The real targets you want in your crosshairs: publishers and public relations. Not writers (or at least not for these wild-eyed “payoff” claims). Publishers and PR flak, for unsettling if explainable reasons, want only happy things said of their little darlings. It’s their job to market the holy-crap out of their products.
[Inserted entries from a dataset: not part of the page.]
PR #167, opened 2021-12-23
Add HTTP success tests based on ASIO sockets

FolMing:


test/http.cc
```diff
@@ -29,6 +30,132 @@ const char* schemes[] = {"http://", "https://"};
 
 INSTANTIATE_TEST_SUITE_P(Schemes, HTTPTest, testing::ValuesIn(schemes));
 
+
+TEST_P(HTTPTest, GetSuccessASIO) {
+  std::string scheme = GetParam();
+
+  // Currently we don't provide tests for https.
```
rjhuijsman, line 37: Can you expand the comment to explain why, and when we should be able to add https tests?

test/http.cc
```diff
@@ -29,6 +30,132 @@ const char* schemes[] = {"http://", "https://"};
...
+    asio::read_until(sock, request_buffer, "\r\n\r\n", ec);
+    EXPECT_FALSE(ec);
+
+    // Content
+    asio::read_until(sock, request_buffer, "\r\n\r\n", ec);
+    EXPECT_FALSE(ec);
+
+    asio::write(sock, asio::buffer(response, response.size()), ec);
+    EXPECT_FALSE(ec);
+  });
```
rjhuijsman, line 137: This all looks veeerrrry similar to what we have in the GET test. Could we factor this out into a function that the two functions share?

rjhuijsman (changes requested):
This is very helpful! Just two readability requests.

test/http.cc
benh: Agree, let's put this into the `HTTPTest` as that's where we'll do it in the future as well!

benh (changes requested):

FolMing:
Will be added in #178

PR #171, opened 2021-12-24
Use gMock matchers to simplify test assertions

CodingCanuck:
See gMock matcher documentation: http://google.github.io/googletest/gmock_cook_book.html#using-matchers


FolMing (approved):
We definitely should start using those matchers, thanks!

PR #177, opened 2022-01-05
Fix doc-only PRs by providing dummy build results.

### LINKED ISSUE #176: Skipping builds (for markdown changes) prevents submission
I merged #168 to disable Build and Test checks for changes that only affect markdown files.

That's fine, but it's running afoul of our [branch protection rules](https://github.com/3rdparty/eventuals/settings/branch_protection_rules/22183151) that require a passing result from Build and Test in order to merge a change:
Screen Shot 2022-01-05 at 11 26 49 AM
 
Since the build gets skipped it never succeeds, which prevents the submission of markdown-only changes like #170.

This specific issue is covered in this FAQ: https://docs.github.com/en/repositories/configuring-branches-and-merges-in-your-repository/defining-the-mergeability-of-pull-requests/troubleshooting-required-status-checks#handling-skipped-but-required-checks where the recommended solution is to create a dummy check that only runs on skipped files and emits success: "fix this by creating a generic workflow, with the same name, that will return true in any case"

CodingCanuck:
Fixes #176.

### DIFF
--- a/.github/workflows/nobuild.yml
+++ b/.github/workflows/nobuild.yml
@@ -5,7 +5,7 @@ on:
   pull_request:
     branches:
       - "main"
-    paths-ignore:
+    paths:
       - '**.md'
 
 jobs:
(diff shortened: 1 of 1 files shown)


sp33drac3r (approved):
LGTM

cc: @benh as FYI

PR #178, opened 2022-01-08
HTTP refactor, add CA and Headers functionality

FolMing:


benh:
Really interesting ideas here @FolMing, let's do a braintrust! Would be great to share your ideas with folks and compare/contrast with other libraries out there and the lessons learned from them. Have you looked at Go's [net/http](https://pkg.go.dev/net/http) package? I think it is a relatively modern library we can build on.

FolMing:
> Really interesting ideas here @FolMing, let's do a braintrust! Would be great to share your ideas with folks and compare/contrast with other libraries out there and the lessons learned from them. Have you looked at Go's [net/http](https://pkg.go.dev/net/http) package? I think it is a relatively modern library we can build on.

Let's do it!
I did not look into other libraries, I was thinking only about how to implement what @rjhuijsman specifically wanted.

PR #179, opened 2022-01-11
Introduce http::Client + http::Request and refactor http::Get/Post to use

benh:
Including a few clean up commits as I went along.


eventuals/http.h
```diff
@@ -645,48 +767,66 @@ struct _HTTP {
...
+          .timeout(std::move(timeout))
+          .fields(std::move(fields))
+          .Build());
+}
+
+////////////////////////////////////////////////////////////////////////
+
+inline auto Get(
+    std::string&& url,
+    std::chrono::nanoseconds&& timeout = std::chrono::nanoseconds(0)) {
```
FolMing, line 819: I do see it working with 
`Get("http://someurl.com", std::chrono::seconds(10))`, 
but it will not work with
```
const std::string hostname = "http://someurl.com";
const auto timeout = std::chrono::seconds(10);
Get(hostname, timeout);
```

eventuals/http.h
```diff
@@ -645,48 +767,66 @@ struct _HTTP {
...
 ////////////////////////////////////////////////////////////////////////
 
 inline auto Post(
-    const std::string& url,
-    const PostFields& fields,
-    const std::chrono::nanoseconds& timeout = std::chrono::nanoseconds(0)) {
-  return Post(EventLoop::Default(), url, fields, timeout);
+    std::string&& url,
+    PostFields&& fields,
+    std::chrono::nanoseconds&& timeout = std::chrono::nanoseconds(0)) {
```
FolMing, line 828: Same as above.

test/BUILD.bazel
```diff
@@ -1,53 +1,85 @@
...
+        "pipe.cc",
+        "timer.cc",
+        "filesystem.cc",
+        "dns-resolver.cc",
+        "signal.cc",
+        "http.cc",
+    ],
     copts = copts(),
     deps = [
-        "//:eventuals",
```
FolMing, line 50: I agree that this is not necessary anymore as it's getting propagated from `concurrent-tests`, but don't you think that it should still be in here just to be more explicit that we are testing eventuals library and not anything else?

test/http.cc
```diff
@@ -12,9 +13,115 @@ using eventuals::Terminate;
 
 using eventuals::http::Get;
 using eventuals::http::Post;
-using eventuals::http::PostFields;
 
-class HTTPTest
+class HttpMockServer {
```
FolMing, line 17: Will not work on Windows.

test/http.cc
```diff
@@ -12,9 +13,115 @@ using eventuals::Terminate;
...
+        .WillByDefault([this](int client) {
+          // Receive data up to end of headers.
+          std::string data;
+
+          do {
+            char buffer[1024];
+            size_t bytes = recv(client, buffer, sizeof(buffer), 0);
+            if (bytes <= 0) {
+              PLOG(ERROR) << "Failed to receive headers";
+              close(client);
```
FolMing, line 48: We check return values in each and every other socket calls, but we are not doing it for `close()`, why?

test/http.cc
```diff
@@ -12,9 +13,115 @@ using eventuals::Terminate;
...
+            }
+            data += std::string(buffer, bytes);
+          } while (data.find("\r\n\r\n") == std::string::npos);
+
+          ReceivedHeaders(client, data);
+        });
+
+    ON_CALL(*this, ReceivedHeaders)
+        .WillByDefault([](int client, const std::string& data) {
+          close(client);
```
FolMing, line 59: Same as above.

test/http.cc
```diff
@@ -12,9 +13,115 @@ using eventuals::Terminate;
...
+          Accepted(client);
+        }
+      } while (client >= 0);
+    });
+  }
+
+  ~HttpMockServer() {
+    // Close the server to force 'accept()' to error out and the
+    // thread to exit and be joinable.
+    close(server_);
```
FolMing, line 78: Same as above.

test/http.cc
```diff
@@ -27,13 +134,40 @@ const char* schemes[] = {"http://"};
...
+        const std::string response =
+            "HTTP/1.1 200 OK\r\n"
+            "Content-Length: 25\r\n"
+            "\r\n"
+            "<html>Hello World!</html>\r\n"
+            "\r\n";
+
+        EXPECT_GT(send(client, response.data(), response.size(), 0), 0);
+
+        close(client);
```
FolMing, line 155: Same as above.

test/BUILD.bazel
```diff
@@ -1,53 +1,85 @@
...
+        "expected.cc",
+        "unpack.cc",
+        "transformer.cc",
+        "pipe.cc",
+        "timer.cc",
+        "filesystem.cc",
+        "dns-resolver.cc",
+        "signal.cc",
+        "http.cc",
+    ],
```
FolMing, line 79: Buildifier?

FolMing:
There's also an interesting bug with MOCK_METHOD on Windows: https://github.com/google/googletest/issues/2490

I've seen it fixed in glog v1.11.0, we probably should upgrade our glog dependency in bazel/deps.bzl.

test/http.cc
benh: Replaced with `asio` version!

eventuals/http.h
```diff
@@ -626,67 +852,79 @@ struct _HTTP {
...
-    EventLoop& loop,
-    const std::string& url,
-    const std::chrono::nanoseconds& timeout = std::chrono::nanoseconds(0)) {
+inline auto Client::Do(Request&& request) {
+  // TODO(benh): need 'Client::Default()'.
+  auto& loop = EventLoop::Default();
+
+  if (verify_peer_ && !request.verify_peer()) {
+    request.verify_peer_ = verify_peer_;
+  }
```
FolMing, line 871: This looks ugly! Is there a better way to override request settings with client settings?

eventuals/http.h
```diff
@@ -626,67 +852,79 @@ struct _HTTP {
...
+
+  if (certificate_ && !request.certificate()) {
+    request.certificate_ = certificate_;
+  }
```
FolMing, line 875: ^

eventuals/http.h
```diff
@@ -14,27 +15,230 @@ namespace http {
...
+
+  friend class Client;
+
+  std::string uri_;
+  Method method_;
+  std::vector<std::pair<std::string, std::string>> headers_;
+  std::string body_;
+  std::chrono::nanoseconds timeout_;
+  PostFields fields_;
+  std::optional<bool> verify_peer_;
```
FolMing, line 88: We need something like tribool in here: https://www.boost.org/doc/libs/1_78_0/doc/html/boost/logic/tribool.html

eventuals/http.h
```diff
@@ -14,27 +15,230 @@ namespace http {
...
+    static_assert(!HasMethod_, "Duplicate 'method(...)' for http::Request");
+    request_.method_ = method;
+    return RequestBuilder<HasUri_, true>(std::move(request_));
+  }
+
+  RequestBuilder<HasUri_, HasMethod_> timeout(
+      std::chrono::nanoseconds&& timeout) && {
+    request_.timeout_ = std::move(timeout);
+    return RequestBuilder<HasUri_, HasMethod_>(std::move(request_));
+  }
```
FolMing, line 119: We shouldn't support multiple timeout()'s, should we?

eventuals/http.h
```diff
@@ -14,27 +15,230 @@ namespace http {
...
+  RequestBuilder<HasUri_, HasMethod_> fields(PostFields&& fields) && {
+    request_.fields_ = std::move(fields);
+    return RequestBuilder<HasUri_, HasMethod_>(std::move(request_));
+  }
+
+  RequestBuilder<HasUri_, HasMethod_> verify_peer(bool value) && {
+    // TODO(benh): consider checking that the scheme is 'https'.
+    request_.verify_peer_ = value;
+    return RequestBuilder<HasUri_, HasMethod_>(std::move(request_));
+  }
```
FolMing, line 130: ^

eventuals/http.h
```diff
@@ -14,27 +15,230 @@ namespace http {
...
+
+  RequestBuilder<HasUri_, HasMethod_> certificate(
+      x509::Certificate&& certificate) && {
+    // TODO(benh): consider checking that the scheme is 'https'.
+    request_.certificate_ = std::move(certificate);
+    return RequestBuilder<HasUri_, HasMethod_>(std::move(request_));
```
FolMing, line 136: ^

FolMing (commented):
Not a full review!

eventuals/http.h
```diff
@@ -14,27 +15,230 @@ namespace http {
...
+ public:
+  // Constructs a new http::Request "builder" with the default
+  // undefined values.
+  static RequestBuilder<false, false> Builder();
+
+  const auto& uri() {
+    return uri_;
+  }
+
+  const auto& method() {
```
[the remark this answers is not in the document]
benh: The actual `http::Request` is designed to be immutable. If we think we want to be able to move out values from `http::Request` then I think we can provide `&&` overloads of these functions that return rvalue references for each field.

benh:
> There's also an interesting bug with MOCK_METHOD on Windows: [google/googletest#2490](https://github.com/google/googletest/issues/2490)
> 
> I've seen it fixed in googletest v1.11.0, we probably should upgrade our com_github_google_googletest dependency in bazel/deps.bzl:
> 
> ```
> maybe(
>         http_archive,
>         name = "com_github_google_googletest",
>         url = "https://github.com/google/googletest/archive/release-1.11.0.tar.gz",
>         sha256 = "b4870bf121ff7795ba20d20bcdd8627b8e088f2d1dab299a031c1034eddc93d5",
>         strip_prefix = "googletest-release-1.11.0",
>         repo_mapping = repo_mapping,
>     )
> ```

Added!

FolMing (approved):
LGTM!

PR #180, opened 2022-01-11
Configure clang-format before running checks for code style

ArthurBandaryk:
We should be sure that before running all checks for code style we have clang-format installed, and if yes, we recreate a symlink to the correct version of clang-format in order to start checking all files style with correct clang-format version.

### DIFF
--- a/.github/workflows/check_code_style.yml
+++ b/.github/workflows/check_code_style.yml
@@ -10,9 +10,34 @@ jobs:
     runs-on: ubuntu-latest
     steps:
       - uses: actions/checkout@v2
+        with: 
+          submodules: 'true'
 
-      - name: Initialize and update submodule
-        run: git submodule update --init --recursive
+      # If we do not have clang-format preinstalled => 
+      # our workflow will fail.
+      - name: Check clang-format version
+        run: clang-format --version
+
+      # IMPORTANT NOTE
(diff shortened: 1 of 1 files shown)


.github/workflows/check_code_style.yml
```diff
@@ -13,9 +13,40 @@ jobs:
...
+      - name: Check clang-format version
+        id: clang_format_status
+        run: clang-format --version
+        continue-on-error: true
+      
+      - name: Exit if we do not have clang-format installed
+        if: steps.clang_format_status.outcome != 'success'
+        run: |
+          echo "There is no clang-format installed."  
+          exit 1
```
FolMing, line 28: Do we need an additional step? If yes, pls add a comment why.

FolMing (approved):
LGTM, except one small thing!

.github/workflows/check_code_style.yml
ArthurBandaryk: You are right, if `clang-format --version` fails => our workflow will fail immediately. So it's redundant , I'll remove it.

ArthurBandaryk:
Do not merge this PR until [PR](https://github.com/3rdparty/dev-tools/pull/17) in dev-tools will be approved and merged!!!

FolMing:
@ArthurBandaryk the PR you've mentioned was merged, should we merge this one as well then?

benh (approved):

PR #181, opened 2022-01-11
Optimize away heap allocation from `Task` synchronous helpers

onelxj:


eventuals/task.h
```diff
@@ -544,15 +610,9 @@ struct Task {
...
+  template <typename To, typename Error>
   static auto Failure(Error error) {
-    // TODO(benh): optimize away heap allocation.
-    return [error = std::make_unique<Error>(std::move(error))]() mutable {
-      return Eventual<_TaskFailure>()
-          .start([&](auto& k) mutable {
-            k.Fail(Error(std::move(*error)));
-          });
-    };
+    return TaskFromToWith<void, To>(std::make_exception_ptr(std::move(error)));
```
benh, line 615: Let's just revert this since then we don't have to specify `To` and both implementations do dynamic memory allocation.

eventuals/task.h
```diff
@@ -513,6 +565,23 @@ struct Task {
...
+
+      To(std::exception_ptr&& error)
+        : TaskFromToWith<From_, To_>(std::move(error)) {}
+
+      // Synchronous failure helper with erased `To_` type.
+      template <typename Error>
+      static auto Failure(Error error) {
+        return TaskFromToWith<void, To_>(
+            std::make_exception_ptr(std::move(error)));
+      }
```
benh, line 584:
```suggestion
```

benh (changes requested):

eventuals/task.h
```diff
@@ -238,34 +252,54 @@ struct _TaskFromToWith {
...
-        std::optional<
-            std::conditional_t<
-                std::is_void_v<From_>,
-                std::monostate,
-                From_>>&&,
-        std::unique_ptr<void, Callback<void*>>&,
-        Interrupt&,
+    // The 'dispatch_' might be both function that creates an eventual
+    // or argument that should be passed throw 'Task' in the 'Start' method
+    // of 'Task::Continuation' used in 'Task::Success'.
```
benh, line 257:
```suggestion
    // The 'dispatch_' is a `std::variant` because its either a function that 
    // creates an eventual or the value from 'Task::Success' that should be 
    // passed on to the continuation.
```

eventuals/task.h
```diff
@@ -360,25 +394,35 @@ struct _TaskFromToWith {
...
```
benh, line 399:
```suggestion
    // See comment in `Continuation` for explanation of `dispatch_` member.
```

eventuals/task.h
```diff
@@ -553,7 +609,7 @@ struct Task {
             k.Fail(Error(std::move(*error)));
           });
     };
-  }
+  };
```
benh, line 612: Doesn't seem like this is necessary?

eventuals/task.h
```diff
@@ -360,25 +394,35 @@ struct _TaskFromToWith {
...
+    // of 'Task::Continuation' used in 'Task::Success'.
+    std::variant<
         std::conditional_t<
             std::is_void_v<To_>,
-            Callback<>&&,
-            Callback<To_>&&>,
-        Callback<std::exception_ptr>&&,
-        Callback<>&&>
+            std::monostate,
+            std::decay_t<To_>>,
```
benh, line 404: Why do you need the `std::decay_t` here and above? If you don't actually need it please remove otherwise please leave a comment!

benh (approved):
Looks good but happy to chat through the need for `std::decay` before you merge.

eventuals/task.h
onelxj: When `To_` is a reference it can't be stored at `std::variant`

variant:1338:7 error: static_assert failed due to requirement - "variant must have no reference alternative"

eventuals/task.h
```diff
@@ -166,18 +166,32 @@ struct _TaskFromToWith {
     Fail = 2,
   };
 
-  template <typename K_, typename From_, typename To_, typename... Args_>
+  template <
+      typename K_,
+      typename From_,
+      typename To_,
+      typename... Args_>
   struct Continuation {
```
CodingCanuck, line 174: Since this has non-trivial methods, the [Google C++ style guide](https://google.github.io/styleguide/cppguide.html#Structs_vs._Classes) would say that this should be a `class` rather than struct.

Probably beyond the scope of this review, though, since it might apply to many files.

eventuals/task.h
```diff
@@ -238,34 +254,56 @@ struct _TaskFromToWith {
     K_ k_;
```
CodingCanuck, line 254: Should these member variables be private?

If they're intentionally public, they probably deserve comments.

eventuals/task.h
```diff
@@ -238,34 +254,56 @@ struct _TaskFromToWith {
...
+    // passed on to the continuation.
+    std::variant<
         std::conditional_t<
             std::is_void_v<To_>,
-            Callback<>&&,
-            Callback<To_>&&>,
-        Callback<std::exception_ptr>&&,
-        Callback<>&&>
+            std::monostate,
+            // Using std::decay_t because std::variant doesn't allow storing
```
CodingCanuck, line 264: How will this work for non-copyable types (e.g. `std::unique_ptr`) and types which are not moveable or copyable (e.g. [`std::mutex`](https://en.cppreference.com/w/cpp/thread/mutex))? Maybe expand this comment.

(I wonder if [std::reference_wrapper](https://en.cppreference.com/w/cpp/utility/functional/reference_wrapper) would work if we want to store a reference)

eventuals/task.h
```diff
@@ -238,34 +254,56 @@ struct _TaskFromToWith {
...
-            std::conditional_t<
-                std::is_void_v<From_>,
-                std::monostate,
-                From_>>&&,
-        std::unique_ptr<void, Callback<void*>>&,
-        Interrupt&,
+    // The 'dispatch_' is a `std::variant` because its either a function that
+    // creates an eventual or the value from 'Task::Success' that should be
+    // passed on to the continuation.
+    std::variant<
```
CodingCanuck, line 260: Gosh, this is a long declaration line.

Some local (private) typedefs might help make this much more readable, e.g., one typedef for the Callback (not sure if any others make sense to pull out)

CodingCanuck (approved):

eventuals/task.h
benh: Let's please add a test for this case!

eventuals/task.h
onelxj: Will refactor in another commit

eventuals/task.h
onelxj: Will refactor in another commit

eventuals/task.h
onelxj: Now this will be applicable only for moveable types. Will add std::reference_wrapper in the future if needed.

CodingCanuck (approved):

benh (approved):

PR #187, opened 2022-01-14
EventLoop::Run() -> EventLoop::RunUntil(), Add support for asio::io_context in EventLoop

FolMing:


benh (approved):
Let's drop the `Add support for asio::io_context inside EventLoop` commit for now but the rest look good!

PR #190, opened 2022-01-17
Fix Windows build

FolMing:


.github/workflows/macos.yml
```diff
@@ -36,7 +36,7 @@ jobs:
         uses: mxschmitt/action-tmate@v3
 
       - name: Test
-        run: bazel test --spawn_strategy=local --copt="-g" --strip="never" --test_output=errors test:eventuals --test_arg=--gtest_shuffle --test_arg=--gtest_repeat=100
+        run: bazel test --spawn_strategy=local --copt="-g" --strip="never" --test_output=errors --experimental_ui_max_stdouterr_bytes=-1 test:eventuals --test_arg=--gtest_shuffle --test_arg=--gtest_repeat=100
```
CodingCanuck, line 39: Can you add a comment explaining why this flag is here? (here and in the other yml files)

CodingCanuck (approved):
Ben's out today, so here's an approval!

test/http-mock-server.h
```diff
@@ -25,6 +25,9 @@ class HttpMockServer {
     virtual std::string Receive() = 0;
     virtual void Send(const std::string& data) = 0;
     virtual void Close() = 0;
+
+   protected:
+    constexpr static size_t buffer_size_ = 4096;
```
benh, line 30:
```suggestion
    constexpr static size_t kBufferSize = 4096;
```

test/http-mock-server.h
```diff
@@ -112,7 +115,9 @@ class HttpMockServer {
     EXPECT_FALSE(error) << error.message();
 
     acceptor_.bind(
-        asio::ip::tcp::endpoint(asio::ip::tcp::v4(), 0),
+        asio::ip::tcp::endpoint(
+            asio::ip::address_v4::from_string("127.0.0.1"),
+            0),
```
benh, line 120: I'd like to add a comment here explaining why we can't use the equivalent of  `INADDR_ANY` and must specify the loopback IP address on Windows.

Also, should we use `asio::ip::address_v1::loopback()`?

test/http-mock-server.h
```diff
@@ -143,7 +148,7 @@ class HttpMockServer {
     auto certificate = x509::Certificate::Builder()
                            .subject_key(rsa::Key(*key))
                            .sign_key(rsa::Key(*key))
-                           .ip(endpoint_.address())
+                           .hostname("localhost")
```
benh, line 151: Let's do:
```suggestion
                           .hostname(host())
```

test/http-mock-server.h
```diff
@@ -306,7 +311,7 @@ class HttpMockServer {
   }
 
   std::string host() const {
-    return endpoint_.address().to_string();
+    return "localhost";
```
benh, line 314: And again let's add a comment that refers to the comment above on why we need to use the loopback address and thus `localhost` here. Thanks!

benh (approved):
Woohoo!

test/http-mock-server.h
FolMing: Are you sure we need a comment on why we should use loopback and not open up our application for any incoming connection? :D

benh:
Merged these into #179!

test/http-mock-server.h
benh: Added!

test/http-mock-server.h
benh: Done!

test/http-mock-server.h
benh: I added a comment!

PR #588, opened 2023-04-27
Remove a bunch of annoying clang-tidy checks

NikitaNikolaenko:
Removes the following very annoying checks:

1. modernize-use-trailing-return-type - this check constantly notifies about an option to use smth like this:
```
auto add_two_values(int a, int b) -> int
```
Useless and is not used in eventuals codebase.

2.  readability-function-cognitive-complexity - eventuals by their nature have extremely complex codebase, some of the functions have a cognitive complexity of 300+, this check acts more like a noise at this point.

3. readability-identifier-length - eventuals use one-letter-variables extensively across the codebase, no need for this check today.

### DIFF
--- a/.clang-tidy
+++ b/.clang-tidy
@@ -15,3 +15,6 @@ Checks: >
     modernize-*,
     performance-*,
     readability-*,
+    -modernize-use-trailing-return-type,
+    -readability-function-cognitive-complexity,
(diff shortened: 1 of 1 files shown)


NikitaNikolaenko:
Closing an old PR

But don’t assume that includes (successfully) bribing magazines and writers. Whatever else you want to say about the latter, i.e. whether the writing’s any good or the gameplay insights actually insightful, dropping ethics bombs on message boards or in the comment section of an article because you’re paranoid, or in a bad mood (and anonymous), or just cynical is a conversation ender. It drives the wall up further. If you want your cause (or point) dismissed, write stuff like that, and you’ll disappear down the memory hole faster than Alice.